ATM I have a Macbook Pro I use bootcamped and set up as a forensic Laptop for field work. I boot up to mac and run on the VM unless I need to use firewire or come across something I feel is not working right with the VM, then I have to reboot into Windows on the Laptop. Best of both worlds. Again some tools do not work in a VM environment so I have no choice.
I have a back up of the VM incase the original gets infected or corrupted. I have an image of the whole drive incase the drive just crashes.
On top of this I believe that there is a way to make a VM of your Mac as well. I believe it pretty much says it on VMWare. So on the other side you could probably do the opposite and drag stuff into Mac VM and run window natively when needed but need to again parse out something with a Mac tool.
Without a doubt your gonna have to get more personalized with the Mac to see all it can do. But we have discovered that there are just several things that are just native to Mac that help out. If there is one thing I can say about the Mac I like the most is the print to PDF option.
The one thing I will say is make sure you have a laptop with windows on it that is not a Mac. I have seen some tools that just do not work on apple architecture for some reason. They want what many would consider a windows machine. EG Dell or gateway box. IXAM is one of those such tools.
Hope this helps you out.
I have 3 of those under my desk now.
I just removed the HD that came with it and put it aside - to use for my MAC cases.
I then put in new drives and installed Windows 7 Ultimate and off we went.
I also beefed the RAM as high as I could afford.
No issues whatsoever running Windows on the Mac.

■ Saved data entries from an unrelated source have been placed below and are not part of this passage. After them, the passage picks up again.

PR #20837, opened 2026-05-11
Coderabbit updates

GTFalcao:
Updating guidelines for naming conventions and component version bumping

## Summary by CodeRabbit

* **Documentation**
  * Clarified when component version bumps are required (only for behavior/interface/implementation changes).
  * Added guidance on semantic versioning for new components and a CI-versions subsection allowing patch bumps for non-impactful shared-file changes.
  * Extended naming conventions to require UPPER_SNAKE_CASE for module-level constants.

* **Chores**
  * Refined internal review configuration to reduce false-positive version-bump alerts.

[Review Change Stack](https://app.coderabbit.ai/change-stack/PipedreamHQ/pipedream/pull/20837)

### DIFF
--- a/.coderabbit.yaml
+++ b/.coderabbit.yaml
@@ -19,16 +19,15 @@ reviews:
         Review this file against the Pipedream component model described in
         .github/pipedream-component-guidelines.md.
 
-        - Verify the `version` field is incremented from its previous value and the bump
-          follows semantic versioning (see the Versioning section of the guidelines):
-          new components start at `0.0.1`; bug fixes and non-breaking refactors → patch;
-          new optional props or backwards-compatible additions → minor; removed/renamed props
-          or breaking behavior changes → major; flag missing version bumps only when the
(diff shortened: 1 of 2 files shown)


michelle0927:
@GTFalcao, Historically, we've often gotten errors publishing components when we don't enforce this guideline, but I assume that's a risk we're ok with. If we're going to change this guideline, I think we should change the PR check as well so that user's aren't receiving contradictory information.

That is one of the primary machines we use and we all have basically the same setup with FTK3 and Encase installed.
We use a three drive install to separate out the functions of the OS, pagefile and temp file for FTK. Then our evidence drives are additional.
Cheers
What Bobby said…
Also really depends if you are using the Mac as an
Acquisition platform
Examination platform
If exam
To examine Mac, iOS, *nix, Win
Acquisitions you have some limitation on the external attachments as there is no (affordable) Thunderbolt docks at this point. The option of Firewire and USB 2 leaves much to be desired.
For Mac exams you really can't beat Mac on Mac sexiness. Several of the tools cited work really well - BlackLight being the most robust IMO. If you are doing iOS acqustions and examinations, free tools like Lantern Lite rock for acquisitions and the exam tool is priced moderately.
The OS X platform is also very friendly for programming languages.
Bootcamp and VM's work really well if you want to nest in Windows as well.
Tools are tools - YMMV. So you are at point A - MacBook in hand, where is point B - what you want to accomplish?